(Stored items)
══════

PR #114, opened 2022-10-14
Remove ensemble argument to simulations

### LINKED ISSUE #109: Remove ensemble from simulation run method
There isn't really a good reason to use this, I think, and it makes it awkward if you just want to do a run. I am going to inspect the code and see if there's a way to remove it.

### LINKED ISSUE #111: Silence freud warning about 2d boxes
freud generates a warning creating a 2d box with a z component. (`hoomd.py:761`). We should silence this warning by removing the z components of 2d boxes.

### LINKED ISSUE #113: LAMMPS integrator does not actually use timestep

══════

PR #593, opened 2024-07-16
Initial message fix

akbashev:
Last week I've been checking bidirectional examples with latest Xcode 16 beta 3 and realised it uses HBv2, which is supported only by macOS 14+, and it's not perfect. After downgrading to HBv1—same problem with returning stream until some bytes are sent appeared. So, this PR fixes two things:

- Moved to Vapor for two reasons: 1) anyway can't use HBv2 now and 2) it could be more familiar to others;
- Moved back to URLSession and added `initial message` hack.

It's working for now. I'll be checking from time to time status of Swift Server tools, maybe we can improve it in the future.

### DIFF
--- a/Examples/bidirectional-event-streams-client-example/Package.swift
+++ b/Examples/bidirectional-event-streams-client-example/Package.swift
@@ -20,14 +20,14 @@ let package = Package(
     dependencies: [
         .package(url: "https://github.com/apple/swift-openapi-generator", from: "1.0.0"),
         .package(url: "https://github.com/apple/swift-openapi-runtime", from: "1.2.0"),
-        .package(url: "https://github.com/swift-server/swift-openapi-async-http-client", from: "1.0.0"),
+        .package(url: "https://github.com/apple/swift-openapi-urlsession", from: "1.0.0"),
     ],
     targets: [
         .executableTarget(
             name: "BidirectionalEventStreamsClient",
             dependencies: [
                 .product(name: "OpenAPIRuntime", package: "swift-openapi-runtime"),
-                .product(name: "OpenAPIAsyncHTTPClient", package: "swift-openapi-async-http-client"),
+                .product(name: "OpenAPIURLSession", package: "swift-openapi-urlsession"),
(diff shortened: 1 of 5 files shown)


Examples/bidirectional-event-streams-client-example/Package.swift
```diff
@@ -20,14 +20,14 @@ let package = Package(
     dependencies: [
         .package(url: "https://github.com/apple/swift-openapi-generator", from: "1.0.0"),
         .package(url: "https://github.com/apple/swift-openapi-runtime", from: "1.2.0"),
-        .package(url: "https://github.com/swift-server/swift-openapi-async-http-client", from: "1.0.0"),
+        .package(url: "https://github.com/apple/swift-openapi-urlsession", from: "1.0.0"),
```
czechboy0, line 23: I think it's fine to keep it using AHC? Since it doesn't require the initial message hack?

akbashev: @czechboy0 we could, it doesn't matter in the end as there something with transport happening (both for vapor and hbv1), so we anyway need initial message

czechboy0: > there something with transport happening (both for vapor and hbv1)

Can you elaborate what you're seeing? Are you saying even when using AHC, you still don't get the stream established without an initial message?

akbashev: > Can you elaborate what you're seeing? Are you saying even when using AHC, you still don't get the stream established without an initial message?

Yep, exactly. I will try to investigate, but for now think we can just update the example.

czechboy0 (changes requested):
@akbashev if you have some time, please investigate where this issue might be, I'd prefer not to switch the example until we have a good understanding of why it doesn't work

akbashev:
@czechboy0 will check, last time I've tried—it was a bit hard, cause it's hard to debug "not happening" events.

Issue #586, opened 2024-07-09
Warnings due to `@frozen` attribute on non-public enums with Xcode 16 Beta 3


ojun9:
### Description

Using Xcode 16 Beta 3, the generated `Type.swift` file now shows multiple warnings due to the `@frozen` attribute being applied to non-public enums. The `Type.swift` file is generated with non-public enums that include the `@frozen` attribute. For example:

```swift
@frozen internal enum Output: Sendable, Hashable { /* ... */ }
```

══════

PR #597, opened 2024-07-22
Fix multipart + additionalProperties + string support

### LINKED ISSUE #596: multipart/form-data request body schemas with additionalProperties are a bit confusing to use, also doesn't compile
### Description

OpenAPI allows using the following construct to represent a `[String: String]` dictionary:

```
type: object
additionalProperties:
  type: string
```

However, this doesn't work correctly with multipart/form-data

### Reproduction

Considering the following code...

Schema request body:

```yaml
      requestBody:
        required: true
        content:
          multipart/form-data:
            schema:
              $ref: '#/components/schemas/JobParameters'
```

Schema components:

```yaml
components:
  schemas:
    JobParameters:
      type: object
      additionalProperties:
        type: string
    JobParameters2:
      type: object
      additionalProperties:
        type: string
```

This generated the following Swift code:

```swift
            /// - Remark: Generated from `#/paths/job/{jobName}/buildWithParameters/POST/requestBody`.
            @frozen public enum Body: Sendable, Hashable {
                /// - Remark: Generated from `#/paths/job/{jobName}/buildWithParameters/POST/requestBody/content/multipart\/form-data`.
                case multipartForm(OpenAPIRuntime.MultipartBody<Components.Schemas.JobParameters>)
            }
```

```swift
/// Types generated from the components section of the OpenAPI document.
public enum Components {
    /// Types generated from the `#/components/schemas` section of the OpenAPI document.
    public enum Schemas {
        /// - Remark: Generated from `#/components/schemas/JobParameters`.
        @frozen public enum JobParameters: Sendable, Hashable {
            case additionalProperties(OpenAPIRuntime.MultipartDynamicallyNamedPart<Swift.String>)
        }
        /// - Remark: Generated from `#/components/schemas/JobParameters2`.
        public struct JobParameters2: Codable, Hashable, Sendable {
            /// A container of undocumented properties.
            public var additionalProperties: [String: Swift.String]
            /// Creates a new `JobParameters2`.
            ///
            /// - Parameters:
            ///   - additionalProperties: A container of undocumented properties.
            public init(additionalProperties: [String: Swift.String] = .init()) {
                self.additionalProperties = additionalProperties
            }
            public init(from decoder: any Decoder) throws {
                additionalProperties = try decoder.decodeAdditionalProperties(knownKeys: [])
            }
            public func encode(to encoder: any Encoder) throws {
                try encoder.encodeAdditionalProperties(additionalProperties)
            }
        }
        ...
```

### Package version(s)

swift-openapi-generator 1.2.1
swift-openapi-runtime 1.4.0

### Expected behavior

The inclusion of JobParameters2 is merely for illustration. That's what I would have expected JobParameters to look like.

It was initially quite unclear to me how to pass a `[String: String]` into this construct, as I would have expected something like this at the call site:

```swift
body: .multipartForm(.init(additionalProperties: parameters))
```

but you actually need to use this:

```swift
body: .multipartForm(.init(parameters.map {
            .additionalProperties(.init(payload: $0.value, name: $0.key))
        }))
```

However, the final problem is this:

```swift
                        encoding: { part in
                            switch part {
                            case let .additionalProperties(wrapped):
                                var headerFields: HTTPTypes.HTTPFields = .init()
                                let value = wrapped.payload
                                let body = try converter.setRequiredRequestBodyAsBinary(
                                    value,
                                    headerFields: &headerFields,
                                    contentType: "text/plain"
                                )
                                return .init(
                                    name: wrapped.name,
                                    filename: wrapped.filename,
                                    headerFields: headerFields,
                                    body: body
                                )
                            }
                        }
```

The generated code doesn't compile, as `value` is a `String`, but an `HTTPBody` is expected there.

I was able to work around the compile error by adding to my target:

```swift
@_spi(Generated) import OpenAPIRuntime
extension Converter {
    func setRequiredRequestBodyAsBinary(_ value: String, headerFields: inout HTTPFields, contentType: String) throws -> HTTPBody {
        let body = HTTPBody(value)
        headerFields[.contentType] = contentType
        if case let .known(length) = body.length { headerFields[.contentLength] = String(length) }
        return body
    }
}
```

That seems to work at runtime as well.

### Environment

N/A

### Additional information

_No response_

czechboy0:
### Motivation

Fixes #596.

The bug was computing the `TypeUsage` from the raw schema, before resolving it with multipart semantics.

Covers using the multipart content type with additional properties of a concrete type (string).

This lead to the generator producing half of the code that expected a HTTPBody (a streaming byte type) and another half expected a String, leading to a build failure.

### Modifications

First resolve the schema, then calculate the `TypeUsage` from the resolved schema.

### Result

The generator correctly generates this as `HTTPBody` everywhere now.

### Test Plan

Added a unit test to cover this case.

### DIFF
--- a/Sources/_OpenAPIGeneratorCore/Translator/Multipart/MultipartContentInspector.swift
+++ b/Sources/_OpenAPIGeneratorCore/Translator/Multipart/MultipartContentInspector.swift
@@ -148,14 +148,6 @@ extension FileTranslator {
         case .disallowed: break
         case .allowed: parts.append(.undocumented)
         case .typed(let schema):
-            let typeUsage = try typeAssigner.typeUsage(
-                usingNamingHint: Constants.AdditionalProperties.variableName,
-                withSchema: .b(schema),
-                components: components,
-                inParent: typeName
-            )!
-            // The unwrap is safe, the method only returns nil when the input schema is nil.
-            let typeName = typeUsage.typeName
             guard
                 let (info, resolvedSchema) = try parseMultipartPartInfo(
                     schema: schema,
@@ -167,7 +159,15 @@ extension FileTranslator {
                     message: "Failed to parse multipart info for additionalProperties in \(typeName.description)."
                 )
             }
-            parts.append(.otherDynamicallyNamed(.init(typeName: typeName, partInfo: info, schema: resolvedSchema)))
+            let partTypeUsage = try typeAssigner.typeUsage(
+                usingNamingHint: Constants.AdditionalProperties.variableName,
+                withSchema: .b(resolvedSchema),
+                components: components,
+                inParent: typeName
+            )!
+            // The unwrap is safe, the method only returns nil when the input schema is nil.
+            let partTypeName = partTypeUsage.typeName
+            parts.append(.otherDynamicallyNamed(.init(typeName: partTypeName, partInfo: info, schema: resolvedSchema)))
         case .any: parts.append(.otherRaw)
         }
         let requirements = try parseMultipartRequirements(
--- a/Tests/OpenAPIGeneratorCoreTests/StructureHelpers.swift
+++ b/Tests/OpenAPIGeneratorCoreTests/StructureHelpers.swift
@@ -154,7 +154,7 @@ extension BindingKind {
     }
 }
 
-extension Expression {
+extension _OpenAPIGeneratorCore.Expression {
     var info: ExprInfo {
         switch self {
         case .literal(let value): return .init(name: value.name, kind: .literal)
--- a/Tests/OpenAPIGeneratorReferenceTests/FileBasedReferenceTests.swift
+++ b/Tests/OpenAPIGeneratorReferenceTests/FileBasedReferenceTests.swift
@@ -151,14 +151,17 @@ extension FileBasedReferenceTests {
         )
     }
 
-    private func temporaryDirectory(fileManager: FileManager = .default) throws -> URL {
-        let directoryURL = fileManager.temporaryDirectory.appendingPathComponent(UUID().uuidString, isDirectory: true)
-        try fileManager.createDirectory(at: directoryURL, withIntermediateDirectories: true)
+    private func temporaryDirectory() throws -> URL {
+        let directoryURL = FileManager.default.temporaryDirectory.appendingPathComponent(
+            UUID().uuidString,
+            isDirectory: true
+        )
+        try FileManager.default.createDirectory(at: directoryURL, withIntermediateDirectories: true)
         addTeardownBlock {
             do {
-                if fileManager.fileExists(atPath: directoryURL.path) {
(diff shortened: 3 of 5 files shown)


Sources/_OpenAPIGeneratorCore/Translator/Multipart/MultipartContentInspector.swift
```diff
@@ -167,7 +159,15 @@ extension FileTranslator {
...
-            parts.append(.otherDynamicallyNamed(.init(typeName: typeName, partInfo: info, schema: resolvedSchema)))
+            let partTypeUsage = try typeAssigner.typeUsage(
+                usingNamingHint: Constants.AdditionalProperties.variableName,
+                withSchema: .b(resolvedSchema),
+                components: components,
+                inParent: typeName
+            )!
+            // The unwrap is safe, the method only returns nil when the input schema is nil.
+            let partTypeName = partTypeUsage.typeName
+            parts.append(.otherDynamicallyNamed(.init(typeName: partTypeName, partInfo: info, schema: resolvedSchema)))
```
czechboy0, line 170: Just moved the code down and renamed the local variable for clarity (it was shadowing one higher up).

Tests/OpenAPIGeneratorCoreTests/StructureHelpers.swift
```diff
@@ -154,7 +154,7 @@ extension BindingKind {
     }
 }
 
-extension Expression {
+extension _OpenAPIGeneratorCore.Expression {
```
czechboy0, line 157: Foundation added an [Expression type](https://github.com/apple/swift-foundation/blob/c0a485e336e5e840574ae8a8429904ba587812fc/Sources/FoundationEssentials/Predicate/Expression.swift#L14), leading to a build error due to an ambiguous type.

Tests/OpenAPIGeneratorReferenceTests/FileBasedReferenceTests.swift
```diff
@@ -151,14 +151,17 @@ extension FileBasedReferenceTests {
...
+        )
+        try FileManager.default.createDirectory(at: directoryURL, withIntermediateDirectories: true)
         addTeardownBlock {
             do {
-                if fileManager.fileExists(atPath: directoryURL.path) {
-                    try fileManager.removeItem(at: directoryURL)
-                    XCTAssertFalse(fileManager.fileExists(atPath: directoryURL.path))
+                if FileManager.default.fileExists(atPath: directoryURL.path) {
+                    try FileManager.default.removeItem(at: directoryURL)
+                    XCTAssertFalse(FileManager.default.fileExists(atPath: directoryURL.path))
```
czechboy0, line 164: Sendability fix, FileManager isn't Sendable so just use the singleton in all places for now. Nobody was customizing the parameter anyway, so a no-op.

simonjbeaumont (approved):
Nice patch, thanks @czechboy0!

══════

Task details
Figure out how many lines in the entries above contain "default". Write only that number.

Solution for this problem
7